-- Required work --
What is needed here is every line of the records that includes "html".

-- Provided information --
PR #160, opened 2019-07-03
Rough implementation for scss dynamic resolver

octref:


src/services/cssNavigation.ts
```diff
@@ -104,24 +126,85 @@ export class CSSNavigation {
...
+				originalBasename: uriFragments[uriFragments.length - 1],
+				normalizedUri,
+				normalizedBasename,
+				withBasename(newBaseName: string) {
+					return [...uriFragments.slice(0, -1), newBaseName].join('/');
+				}
+			};
+		}
+		
+		async function fileExists(p: string) {
```
aeschli: Use vcode-URI, uri to file path is not trivial

src/cssLanguageService.ts
```diff
@@ -89,15 +97,39 @@ function handleCustomData(options?: LanguageServiceOptions) {
 
 export function getCSSLanguageService(options?: LanguageServiceOptions): LanguageService {
 	handleCustomData(options);
-	return createFacade(new Parser(), new CSSCompletion(), new CSSHover(), new CSSNavigation(), new CSSCodeActions(), new CSSValidation());
+	return createFacade(
+		new Parser(),
+		new CSSCompletion(),
+		new CSSHover(),
+		new CSSNavigation(),
```
aeschli: I would pass in the fileSystemProvider in the constructor
- no need to add `fsProvider` to the facade

octref:
This is ready for review.

octref:
`findDocumentLinks` now return a promise of `DocumentLink[]` so we might need to publish new major version. Another choice is to instead introduce a `findDynamicDocumentLinks` method so we don't break existing API.

aeschli:
Yes, could do findDocumentLinks2 so it's clear it's the replacement of the old one

PR #166, opened 2019-07-25
Custom data and Markdown support. Fix #132

### LINKED ISSUE #132: Convert to use MarkedString
`MarkedString` is deprecated and causes confusion. See https://github.com/Microsoft/vscode/issues/62332

octref:
- Allow `MarkupContent` in custom data JSON
- Build up hover instead of returning early when a Node has hover content (otherwise all hovers over selector show the specificity instead of the more granular hover)


src/cssLanguageTypes.ts
```diff
@@ -61,9 +61,14 @@ export interface LanguageServiceOptions {
 
 export type EntryStatus = 'standard' | 'experimental' | 'nonstandard' | 'obsolete';
 
+export type MarkupDescription = {
```
aeschli: Why not using the type from vscode-languageserver-types: https://github.com/microsoft/vscode-languageserver-node/blob/db16b7f53b318e8ff44aa95ac8faa5e2486b63aa/types/src/main.ts#L1321

aeschli:
Also I suggest to add a test that shows a hover with both markdown text and specificity.

src/services/cssCompletion.ts
```diff
@@ -914,6 +917,30 @@ export class CSSCompletion {
...
+			return {
+				kind: 'plaintext',
+				value: rawDescription.value
+			};
+		}
+		return rawDescription;
+	}
+
+	private doesSupportMarkdown() {
+		if (!this.clientCapabilities) {
```
aeschli: move this inside the next if (`ifDefined(this.supportsMarkdown)`) ?

src/services/cssHover.ts
```diff
@@ -108,6 +113,52 @@ export class CSSHover {
 			}
 		}
 
+		
+		if (hover) {
+			console.log(this.doesSupportMarkdown());
```
aeschli: remote the log

src/services/cssHover.ts
```diff
@@ -108,6 +113,52 @@ export class CSSHover {
...
 	}
+
+	private convertContents(contents: MarkupContent | MarkedString | MarkedString[]): MarkupContent | MarkedString | MarkedString[] {
+		if (!this.doesSupportMarkdown()) {
+			if (typeof contents === 'string') {
+				return contents;
+			}
+			// MarkupContent
+			else if ('kind' in contents) {
+				return {
```
aeschli: is kind is Markdown it could be returned as  MarkedString

src/services/cssHover.ts
```diff
@@ -108,6 +113,52 @@ export class CSSHover {
...
+					kind: 'plaintext',
+					value: contents.value
+				};
+			}
+			// MarkedString[]
+			else if (isArray(contents)) {
+				contents.map(c => {
```
aeschli: add a return here, just to avoid surprises later

src/services/cssHover.ts
```diff
@@ -108,6 +113,52 @@ export class CSSHover {
...
+				return contents.value;
+			}
+		}
+
+		return contents;
+	}
+
+	private doesSupportMarkdown() {
+		if (!this.clientCapabilities) {
+			this.supportsMarkdown = true;
```
aeschli: default is true?

src/services/cssHover.ts
octref: This is only when `!this.doesSupportMarkdown` is true

src/services/cssHover.ts
octref: I assume if client doesn't specify capabilities we should use whatever that's good for us.

src/services/cssHover.ts
octref: Was outdated change

src/services/cssHover.ts
aeschli: MarkedString was part of the very first LSP, so in theory, it can always be returned

src/services/cssHover.ts
aeschli: In JSON-LS, when no capabilities are passed to the LS constructor, we use the LSP 1.0 capabilities (no MarkupContent, but MarkedString).
So it was done backward compatible (I remembered that wrong)

src/services/cssHover.ts
octref: If client doesn't support MD we should return `{ kind: 'plaintext' }` instead of `MarkedString` which would be interpreted as MD, don't we?

PR #170, opened 2019-08-19
Update mdn-data dependency

bennypowers:
Provides many additional CSS properties e.g. `place-self`


octref:
`place-self` is already available, though:

image

Thanks for sending the PR still.

octref:
@bennypowers I just realized you haven't signed the CLA...Do you mind doing that?

PR #172, opened 2019-08-20
Add more data from MDN and MDN link. Fix #150

### LINKED ISSUE #150: Include MDN links in property IntelliSense
I'm sure I've mentioned this before or discussed it in another issue, but I couldn't find anything specifically about it in the existing issues.

I'd like to be able to hover over, e.g. `background-color` and - besides the description that's already there - have a clickable link to [the MDN documentation](https://developer.mozilla.org/docs/Web/CSS/background-color) for the property.

What it looks like right now:

Screen Shot 2019-04-02 at 12 17 09 PM

The browser-compat-data package includes `mdn_url`s for most (all?) CSS properties, so it should be possible to derive the documentation links from that package, like is already done for browser support.

https://github.com/mdn/browser-compat-data/blob/3268af01c1bf6059f3d7a25c1c212ac4522c291f/css/properties/background-color.json#L6

There's a similar issue for the HTML service: https://github.com/Microsoft/vscode-html-languageservice/issues/12

octref:


src/services/cssCompletion.ts
```diff
@@ -918,15 +918,15 @@ export class CSSCompletion {
...
 
-	private getEntryDescription(entry: languageFacts.IEntry2): string | MarkupContent {
-		const rawDescription = languageFacts.getEntryDescription(entry);
-		if (!this.doesSupportMarkdown() && typeof rawDescription !== 'string' && rawDescription && rawDescription.kind === 'markdown') {
+	private getEntryDescription(entry: languageFacts.IEntry2): string | MarkupContent | undefined {
+		if (this.doesSupportMarkdown()) {
 			return {
-				kind: 'plaintext',
-				value: rawDescription.value
+				kind: 'markdown',
```
aeschli: Let's do it like in the html-ls: 'generateMarkupcontent'. It can generate the MarkupContent or string (based on capabilities)

PR #184, opened 2019-10-13
Fix SCSS media query interpolation after 'and'

### LINKED ISSUE #157: SCSS parse error when using Interpolation with mediaQuery
The scss code bellow is grammerly correct and works fine.

``` scss
@mixin res($key, $map: $--breakpoints) {
  @if (map-has-key($map, $key)) {
    @media only screen and #{inspect(map-get($map, $key))} {
      @content;
    }
  } @else {
    @warn "Undefined points: `#{$map}`"
  }
}
```
but VsCode throw a parsing error `( expected scss(css-lparentexpected)`

---

This is on:

- Mac OS v10.14.5
- VsCode v 1.34.0
- Ruby Sass v3.5.7

wongjn:
Fixes #157.

### DIFF
--- a/src/parser/cssParser.ts
+++ b/src/parser/cssParser.ts
@@ -933,6 +933,11 @@ export class Parser {
 			parseExpression = this.acceptIdent('and');
 		}
 		while (parseExpression) {
+			// Allow short-circuting for other language constructs.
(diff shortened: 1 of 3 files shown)


octref:
I rebased on master. Good work. Thanks again!

PR #187, opened 2019-10-24
Add examples for margin and padding css hover

Ragnoroct:
I almost always forget what the values are for the padding property. Having these accessible directly through a hover would be extremely helpful.


octref:
The data is compiled from https://github.com/microsoft/vscode-custom-data/tree/master/web-data, so changes should go into there.

With that said, we need MDN to have metadata on shorthand properties to do this feature.

PR #191, opened 2019-10-28
Fix CSS duplicate semicolon on completion

Pytal:
Closes microsoft/vscode#82726

### DIFF
--- a/src/services/cssCompletion.ts
+++ b/src/services/cssCompletion.ts
@@ -190,15 +190,17 @@ export class CSSCompletion {
 					insertText += ': ';
 					retrigger = true;
 				}
+			} else {
+				range = this.getCompletionRange(null);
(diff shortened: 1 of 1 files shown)


octref:
Sorry this is not the right fix. When you have cases like:

```css
.foo {
  col| ;
}
.foo {
  co|: ;
}
```

These all comes without `semicolonPosition`. It only comes with a complete declaration.

I'll fix this myself. Thanks for trying to help out!

Pytal:
No problem!

I've been digging through trying to understand the codebase.

I look forward to see your fix!

octref:
The fix is in https://github.com/microsoft/vscode-css-languageservice/commit/a4c26e58d69ac3ff554e31cf6abcfd4ce81edcf7, if you are interested.

PR #10, opened 2016-11-15
Add support for parsing @apply rules.

rictic:
Follows the proposed (WIP) spec as it exists today at https://tabatkins.github.io/specs/css-apply-rule/#using

Fixes #8

PR #194, opened 2019-11-20
Add support for parsing @apply rules in SCSS

jorgecasar:
Related with #8 into SCSS files. This remove the error of use `@apply` inside SCSS.


aeschli:
I don't see any mentioning of `@apply` in https://sass-lang.com/documentation/at-rules/. Should it rather be added to css (with a deprecated warning)?

jorgecasar:
It is a deprecated css standard, that is supported in CSS (#10), and doesn't work in SCSS files.

aeschli:
Oh, now I see. Thanks @jorgecasar !

PR #198, opened 2019-11-28
Fix linear gradient description.

peterblazejewicz:
This fixes obvious mistake, aligning with other term usage.

Thanks!


octref:
Thank you!

PR #283, opened 2019-09-04
endless-repartition: Update loader efi var so it works on real computers

ManMower:
Overwriting the LoaderDevicePart variable doesn't work on all EFI
firmware implementations. Some (including tianocore, where this
behaviour can be verified by inspection in Variable.c) don't allow
volatile variables to be altered in any way at run time.

It works on VirtualBox, where I've been testing this code, but not
on any of the physical hardware I've tried on.

Instead of writing downstream hacks into systemd to make this work,
bind mount our chosen variable contents over the file we can't change.
This leaves a harmless bind mount lying around on the first boot -
this can be seen in 'df' output.

https://phabricator.endlessm.com/T27041


dsd:
As an alternative is it possible to delete and then recreate the variable?

ManMower:
No - I tried that first.   You can't append, delete, create, or overwrite any "volatile" variables after boot services.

-- Answer for the task --
There's a similar issue for the HTML service: https://github.com/Microsoft/vscode-html-languageservice/issues/12
aeschli: Let's do it like in the html-ls: 'generateMarkupcontent'. It can generate the MarkupContent or string (based on capabilities)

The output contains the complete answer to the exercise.